What's happening

Taiwan Semiconductor Manufacturing Company delivered Q1 2026 results that exceeded analyst expectations, reporting net profit of NT$572.5 billion ($18.2 billion), a 58% increase from the prior year and above the NT$543.3 billion forecast. Revenue reached NT$1,134 billion ($35 billion), up 35% year-over-year and beating the NT$1,127 billion estimate. The world's largest contract chipmaker guided for full-year 2026 revenue growth exceeding 30% in USD terms and projected Q2 revenue of $39-40.2 billion, representing 10% quarter-over-quarter growth.

ASML Holding reported Q1 2026 net sales of €8.8 billion with gross margins of 53.0%, generating net income of €2.8 billion. The Dutch lithography equipment maker, which produces the extreme ultraviolet systems essential for manufacturing advanced semiconductors, raised its 2026 net sales forecast to €36-40 billion from the previous range of €34-39 billion. TSMC CEO C.C. Wei stated that "AI demand is so strong" and noted that "capacity is very tight," prompting the company to increase capital expenditures to the high end of its $52-56 billion range for 2026.

Why it matters for markets

The robust earnings from both companies validate the sustained artificial intelligence infrastructure buildout driving unprecedented demand for advanced semiconductors. TSMC reported that high-performance computing, primarily AI-related applications, accounted for 61% of Q1 revenue, up from 55% in the previous period, while advanced chips using 7-nanometer processes and below represented 74% of total revenue. This concentration in cutting-edge technology nodes directly benefits chip designers like Nvidia and AMD, whose processors require TSMC's most advanced manufacturing capabilities.

The earnings results arrive as hyperscale cloud providers including Alphabet, Meta, Microsoft, and Amazon are expected to spend over $600 billion on data center infrastructure in 2026. TSMC's decision to increase capital expenditures to $55-56 billion, at the high end of its guidance range, signals confidence in sustained demand and the need to expand production capacity for AI accelerators and other high-performance computing chips. ASML's raised revenue guidance to €36-40 billion reflects continued orders for EUV lithography systems required to manufacture these advanced processors.

Despite the strong financial performance, both stocks declined following earnings announcements, with TSMC shares falling approximately 3% and ASML dropping 6.5% initially before recovering partially. The market reaction suggests investors may have expected even stronger results or guidance, though the fundamental demand trends remain intact across the semiconductor manufacturing ecosystem.

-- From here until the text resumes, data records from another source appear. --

PR #4221, opened 2026-02-10
backport: fix: init NNC from reconciler instead of directly

### LINKED ISSUE #4210: Replacing a Node with the same name in Overlay can corrupt CNS state

rbtr:
backport of https://github.com/Azure/azure-container-networking/pull/4199 to 1.6

>There's no clear reason that CNS initializes with an NNC that it gets out of band from the typical NNC reconciler flow.
This separate path for fetching the NNC leads to bugs such as ingesting an NNC for a previous Node of the same name and state corruption once the reconciler (which is smart enough to wait for the actual NNC for its Node) starts.
Additionally, any caching, filtering, or other selection done to NNCs for efficiency is not applied or must be duplicated.
>
>Instead, initialization can be run from the first NNC that the reconciler is pushed. This consolidates all CNS NNC reads to a single location where list-watch optimizations and filtering can be centralized.


cns/kubecontroller/nodenetworkconfig/reconciler.go
```diff
@@ -27,8 +27,12 @@ type cnsClient interface {
 	MustEnsureNoStaleNCs(validNCIDs []string)
 }
 
+type nodenetworkconfigSink func(*v1alpha.NodeNetworkConfig) error
+
+// Deprecated: use nodenetworkconfigSink instead
 type nodeNetworkConfigListener interface {
-	Update(*v1alpha.NodeNetworkConfig) error
+	// Deprecated: use nodenetworkconfigSink instead
+	Update(*v1alpha.NodeNetworkConfig) error // phasing this out in favor of the sink
```
vipul-21, line 35: nit: The deprecated comment can updated to point the sink

cns/kubecontroller/nodenetworkconfig/reconciler.go
```diff
@@ -87,6 +93,15 @@ func (r *Reconciler) Reconcile(ctx context.Context, req reconcile.Request) (reco
...
 	r.cnscli.MustEnsureNoStaleNCs(validNCIDs)
 
+	// call initFunc on first reconcile and never again
+	if r.initializer != nil {
+		if err := r.initializer(nnc); err != nil {
+			logger.Errorf("[cns-rc] initializer failed during reconcile: %v", err)
+			return reconcile.Result{}, errors.Wrap(err, "initializer failed during reconcile")
+		}
+		r.initializer = nil
+	}
```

Sectors and assets to watch

Semiconductor foundries and equipment manufacturers stand to benefit most directly from the sustained AI infrastructure spending cycle. TSMC's results provide positive read-through for fabless chip designers, particularly Nvidia, which relies on TSMC's advanced process nodes for its H100 and upcoming Blackwell AI accelerators, and AMD, whose EPYC data center processors and Instinct MI-series AI chips are manufactured by the Taiwanese foundry. Both companies' products fall within TSMC's high-performance computing segment that drove 61% of Q1 revenue.

ASML's raised guidance signals continued strength for the broader semiconductor capital equipment sector, as the company's EUV lithography systems remain essential for producing chips at 7-nanometer processes and below. The equipment maker's monopoly position in EUV technology makes it a critical enabler for the advanced node production that TSMC and other foundries require to meet AI chip demand. Memory manufacturers and other semiconductor companies utilizing cutting-edge process technologies also depend on ASML's systems for production expansion.

What to watch next

Investors should monitor upcoming earnings from Nvidia and AMD to confirm whether TSMC's strong AI-related revenue translates to robust results for chip designers. Key metrics include data center revenue growth rates, AI accelerator shipment volumes, and forward guidance for the remainder of 2026. Additionally, watch for capital expenditure announcements from hyperscale cloud providers during their earnings calls, as sustained spending above the projected $600 billion threshold would support continued semiconductor demand growth and validate the multi-year AI infrastructure investment cycle.